**Provided records:**
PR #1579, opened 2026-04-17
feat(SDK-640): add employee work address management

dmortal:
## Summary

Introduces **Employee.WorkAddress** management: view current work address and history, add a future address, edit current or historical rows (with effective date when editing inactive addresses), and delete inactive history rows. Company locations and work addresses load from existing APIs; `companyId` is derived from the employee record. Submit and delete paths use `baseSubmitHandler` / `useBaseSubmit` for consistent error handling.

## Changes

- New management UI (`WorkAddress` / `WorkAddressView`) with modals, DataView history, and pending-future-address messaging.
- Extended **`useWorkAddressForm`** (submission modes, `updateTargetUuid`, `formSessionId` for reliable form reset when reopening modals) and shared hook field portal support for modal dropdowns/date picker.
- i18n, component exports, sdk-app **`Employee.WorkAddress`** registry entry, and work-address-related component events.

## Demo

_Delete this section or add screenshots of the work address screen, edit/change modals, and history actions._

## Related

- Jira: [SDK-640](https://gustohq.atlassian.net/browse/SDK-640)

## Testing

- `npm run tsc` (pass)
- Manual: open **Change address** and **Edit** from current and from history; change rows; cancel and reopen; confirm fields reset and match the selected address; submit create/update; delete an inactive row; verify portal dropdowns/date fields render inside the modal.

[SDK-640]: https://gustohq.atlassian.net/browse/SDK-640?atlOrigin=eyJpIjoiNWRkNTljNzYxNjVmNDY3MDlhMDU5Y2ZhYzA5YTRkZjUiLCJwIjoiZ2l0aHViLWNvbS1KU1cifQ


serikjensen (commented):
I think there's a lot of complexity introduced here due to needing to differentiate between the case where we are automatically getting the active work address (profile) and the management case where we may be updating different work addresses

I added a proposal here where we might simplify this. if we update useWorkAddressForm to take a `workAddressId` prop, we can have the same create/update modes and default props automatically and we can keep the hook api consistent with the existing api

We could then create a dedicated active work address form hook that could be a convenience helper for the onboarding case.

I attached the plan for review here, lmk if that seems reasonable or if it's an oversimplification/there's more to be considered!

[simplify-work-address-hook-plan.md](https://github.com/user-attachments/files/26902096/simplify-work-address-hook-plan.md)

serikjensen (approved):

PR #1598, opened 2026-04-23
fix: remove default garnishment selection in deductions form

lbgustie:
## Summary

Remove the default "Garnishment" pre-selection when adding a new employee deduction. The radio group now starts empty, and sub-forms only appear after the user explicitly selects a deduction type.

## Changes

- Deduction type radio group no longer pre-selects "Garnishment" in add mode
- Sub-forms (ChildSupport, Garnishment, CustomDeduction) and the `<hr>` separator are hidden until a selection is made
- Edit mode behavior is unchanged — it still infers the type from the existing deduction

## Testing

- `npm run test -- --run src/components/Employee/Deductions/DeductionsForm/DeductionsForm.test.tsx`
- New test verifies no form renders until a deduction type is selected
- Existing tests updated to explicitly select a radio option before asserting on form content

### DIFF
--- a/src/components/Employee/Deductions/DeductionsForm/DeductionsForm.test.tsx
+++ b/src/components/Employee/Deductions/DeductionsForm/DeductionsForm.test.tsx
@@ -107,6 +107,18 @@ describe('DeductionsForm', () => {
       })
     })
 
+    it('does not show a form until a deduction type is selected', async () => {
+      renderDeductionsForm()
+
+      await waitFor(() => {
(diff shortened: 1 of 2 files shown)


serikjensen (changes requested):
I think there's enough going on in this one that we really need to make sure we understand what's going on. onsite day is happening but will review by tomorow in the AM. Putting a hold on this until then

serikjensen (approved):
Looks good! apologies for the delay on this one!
* * *
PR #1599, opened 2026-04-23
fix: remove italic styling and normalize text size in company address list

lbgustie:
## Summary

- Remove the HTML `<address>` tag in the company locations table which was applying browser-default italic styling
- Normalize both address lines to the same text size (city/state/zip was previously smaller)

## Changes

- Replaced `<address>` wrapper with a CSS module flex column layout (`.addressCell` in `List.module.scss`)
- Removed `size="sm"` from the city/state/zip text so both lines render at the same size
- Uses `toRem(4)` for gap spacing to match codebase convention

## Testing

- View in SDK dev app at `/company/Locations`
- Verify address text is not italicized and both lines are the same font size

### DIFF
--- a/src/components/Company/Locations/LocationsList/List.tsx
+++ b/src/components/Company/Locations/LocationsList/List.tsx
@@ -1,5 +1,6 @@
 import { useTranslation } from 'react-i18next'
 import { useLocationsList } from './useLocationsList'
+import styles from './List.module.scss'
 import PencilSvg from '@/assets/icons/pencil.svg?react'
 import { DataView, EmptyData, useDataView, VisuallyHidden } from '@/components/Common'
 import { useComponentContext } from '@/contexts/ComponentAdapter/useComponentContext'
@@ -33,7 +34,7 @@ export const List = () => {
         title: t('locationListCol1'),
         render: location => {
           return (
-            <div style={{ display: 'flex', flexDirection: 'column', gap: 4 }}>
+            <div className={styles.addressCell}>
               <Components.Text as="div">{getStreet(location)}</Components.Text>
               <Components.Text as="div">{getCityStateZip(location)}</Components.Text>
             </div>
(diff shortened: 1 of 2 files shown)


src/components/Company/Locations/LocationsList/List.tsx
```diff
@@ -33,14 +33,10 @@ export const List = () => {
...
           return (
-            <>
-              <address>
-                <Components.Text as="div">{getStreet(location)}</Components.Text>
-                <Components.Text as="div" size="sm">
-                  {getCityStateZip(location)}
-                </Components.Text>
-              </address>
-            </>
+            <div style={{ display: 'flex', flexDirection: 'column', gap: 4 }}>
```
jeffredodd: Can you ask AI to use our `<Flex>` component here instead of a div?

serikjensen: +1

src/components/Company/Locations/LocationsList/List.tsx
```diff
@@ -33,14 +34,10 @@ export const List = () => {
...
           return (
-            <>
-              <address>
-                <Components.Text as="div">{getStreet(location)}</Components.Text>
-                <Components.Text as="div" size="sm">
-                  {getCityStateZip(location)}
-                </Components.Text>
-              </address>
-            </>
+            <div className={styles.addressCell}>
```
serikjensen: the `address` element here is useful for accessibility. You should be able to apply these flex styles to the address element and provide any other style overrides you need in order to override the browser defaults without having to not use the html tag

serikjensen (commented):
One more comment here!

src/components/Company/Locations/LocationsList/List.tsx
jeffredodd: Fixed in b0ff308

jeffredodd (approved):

**Exercise objective:** Above are the records. Copy the lines beginning at the one that has "PR #1579, opened 2026-04-17" and ending with the one that has "Introduces **Employee.WorkAddress** management: view", unchanged.

**Answer box:**
PR #1579, opened 2026-04-17
feat(SDK-640): add employee work address management

dmortal:
## Summary

Introduces **Employee.WorkAddress** management: view current work address and history, add a future address, edit current or historical rows (with effective date when editing inactive addresses), and delete inactive history rows. Company locations and work addresses load from existing APIs; `companyId` is derived from the employee record. Submit and delete paths use `baseSubmitHandler` / `useBaseSubmit` for consistent error handling.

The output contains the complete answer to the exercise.